START MATERIAL PROVIDED

PR #174, opened 2021-06-23
REALMC-9228: re-enable user template prompt

tsedgwick:


makesitgo (commented):
looks fine, but I think we want to hold off on merging this until we cut the GA release (I've found one typo in a flag usage string so far...)

andrewzlchen:
I noticed something with the realm-cli app create command that I didn’t catch with the earlier PR. (seems to be a correctness issue)

The current code seems to create the template app but then immediately imports a default app which overwrites the template app

To fix it, i think we need to change [this line](https://github.com/10gen/realm-cli/blob/8a21e4ee57cdcf5fafbe2b3e7249cf05b77b0760/internal/commands/app/create.go#L191) to be

```go
if appRemote.GroupID == "" && appRemote.ID == "" && templateId == "" {
// ...
}
```

so that we can Export instead of instantiating a new app via `local.NewApp`

image

tsedgwick:
> I noticed something with the realm-cli app create command that I didn’t catch with the earlier PR. (seems to be a correctness issue)
> 
> The current code seems to create the template app but then immediately imports a default app which overwrites the template app
> 
> To fix it, i think we need to change [this line](https://github.com/10gen/realm-cli/blob/8a21e4ee57cdcf5fafbe2b3e7249cf05b77b0760/internal/commands/app/create.go#L191) to be
> 
> ```go
> if appRemote.GroupID == "" && appRemote.ID == "" && templateId == "" {
> // ...
> }
> ```
> 
> so that we can Export instead of instantiating a new app via `local.NewApp`
> 
> image

Is the template not handled below with the following?
```
	if cmd.inputs.Template != "" {
		s := spinner.New(terminal.SpinnerCircles, 250*time.Millisecond)
		s.Suffix = " Downloading client template..."

		downloadAndWriteClient := func() error {
			s.Start()
			defer s.Stop()

			zipPkg, err := clients.Realm.ClientTemplate(
				appRealm.GroupID,
				appRealm.ID,
				cmd.inputs.Template,
			)
			if err != nil {
				return err
			}

			if err := local.WriteZip(path.Join(rootDir, frontendPath), zipPkg); err != nil {
				return err
			}

			return nil
		}

		if err := downloadAndWriteClient(); err != nil {
			return err
		}
	}
```

andrewzlchen:
> Is the template not handled below with the following?

That's only for the frontend client portion. The frontend client stuff is fine - the way the command is handling the backend realm app is the issue atm

internal/commands/app/create.go
```diff
@@ -187,8 +187,12 @@ func (cmd *CommandCreate) Handler(profile *user.Profile, ui terminal.UI, clients
 	}
 
 	var appLocal local.App
-
-	if appRemote.GroupID == "" && appRemote.ID == "" {
+	if cmd.inputs.Template != "" {
```
makesitgo, line 190: i'm actually fine with it laid out this way as its reads nice/clear/direct, but I just want to call out `createFromTemplate` does a lot of the same things as the `else` block here does.  at the cost of making the `else if` here a bit more complex (`if appRemote.GroupID == "" && appRemote.ID == "" && cmd.inputs.Template == ""`, you could then leave the `else` block as is and add the `downloadAndWriteClient` usage inside a `if cmd.inputs.Template != ""` block

the only reason I suggest this is should the process of setting `appLocal` ever change (export => write => load) then we'll need to remember two spots in this command to update.  not a huge deal, i could just see us missing that at some point down the line.

[tangent] I want to wait and see how templates evolve before fully going down this path, but it seems to me that getting the `frontendDir`/`backendDir` management (with respect to `appLocal.RootDir`) to be owned/controlled by the `local.App` itself would make writing these commands a bit easier.  If we added something like `TemplateID` to the `local.App` struct, I think we could then remove a lot of the directory/path management we do for templates in `app create`/`push`/`pull`/`app init`...

internal/commands/app/create_test.go
```diff
@@ -504,23 +511,22 @@ Check out your app: cd ./remote-app && realm-cli app describe
...
-		backendZipPkg, err := zip.OpenReader("testdata/bitcoin-miner.zip")
+		backendZipPkg, err := zip.OpenReader("testdata/project.zip")
 		assert.Nil(t, err)
 
 		client := mock.RealmClient{
 			FindAppsFn: func(filter realm.AppFilter) ([]realm.App, error) {
 				return []realm.App{}, nil
 			},
 			ExportFn: func(groupID, appID string, req realm.ExportRequest) (string, *zip.Reader, error) {
-				return "", &backendZipPkg.Reader, err
```
makesitgo, line 523: 👀

internal/commands/app/new_app_inputs.go
```diff
@@ -94,29 +93,27 @@ func (i *newAppInputs) resolveTemplateID(ui terminal.UI, client realm.Client) er
...
-	//
-	//	i.Template = templateIDs[selectedIndex]
-	//
-	//	return nil
+	options := make([]string, 0, len(templates)+1)
+	templateIDs := make([]string, 0, len(templates)+1)
+	options = append(options, "[No Template]: Do Not Use A Template")
+	templateIDs = append(templateIDs, "")
+	for _, template := range templates {
+		options = append(options, fmt.Sprintf("[%s]: %s", template.ID, template.Name))
```
makesitgo, line 101: [optional/futureproof] might be nice to functionalize this format so we ensure consistency with the `[No Template]` option above

makesitgo (approved):
just a few thoughts/musings from me... i still think this should go in after #175 (and its subsequent GA release)

internal/commands/app/create.go
tsedgwick: yeah it does do a lot of the same thing. I found it made more sense with the least amount of refactoring to duplicate some of that code so all template logic was in the same place.

I'm open to doing a larger refactor later, but since we are pushing to release template starter apps I'm going to leave as is.

internal/commands/app/create_test.go
tsedgwick: this err _is_ harmless to return, but there's no need

internal/commands/app/new_app_inputs.go
tsedgwick: I'll add a ticket to do this and your suggestion above as a follow up refactor

tsedgwick (commented):
> just a few thoughts/musings from me... i still think this should go in after #175 (and its subsequent GA release)

I think we're going to want to have this for GA - if not a very follow fast to it

andrewzlchen (approved):
The looks good to me, but after building the binary, I'm running into one more issue.

I'm getting this error:

image

which seems to be the error message that originates from the import handler. from where we call the `import` [here](https://github.com/10gen/realm-cli/blob/318e02f2b24206b435b5f6a0b7972aa0952d867c/internal/commands/app/create.go#L261)

I don't think there's anything to do in the CLI, but we either need to allow URIs to be empty or somehow make a prevConfig in the import handler for template apps

internal/commands/app/create_test.go
makesitgo: just saying, named errors would never let such a thing occur :bushes:

andrewzlchen (changes requested):
oh, one thing we missed - we need to add tracking for template app creation, along with the template id that was created.

tsedgwick:
> oh, one thing we missed - we need to add tracking for template app creation, along with the template id that was created as its field.
> 
> https://docs.google.com/document/d/1gmbjUjeSULW4aI3OV9ytBqU0sypQ78H2cpIKIHr1xWM/edit?disco=AAAANLtngUo

@andrewzlchen That should have been in its own ticket for proper tracking. Ill do the work here, but let’s keep that in mind for the future please.

tsedgwick:
@makesitgo, @andrewzlchen I rebased into two commits, the first commit was already reviewed. The second commit contains all of the tracking logic.

andrewzlchen (approved):
🔥

andrewzlchen:
I don't have much context on the tracking bit, and since nick seems to be out until Wednesday, I'll add Jordan to the review.

jo-tse-mongo (approved):
LGTM - if there's time, it'd be nice to add some unit tests for the new telemetry stuff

END MATERIAL PROVIDED

* TASK GOAL
The lines to return are those with the string "correctness" in them; copy each from the entries above.

* WRITTEN SOLUTION
I noticed something with the realm-cli app create command that I didn’t catch with the earlier PR. (seems to be a correctness issue)
> I noticed something with the realm-cli app create command that I didn’t catch with the earlier PR. (seems to be a correctness issue)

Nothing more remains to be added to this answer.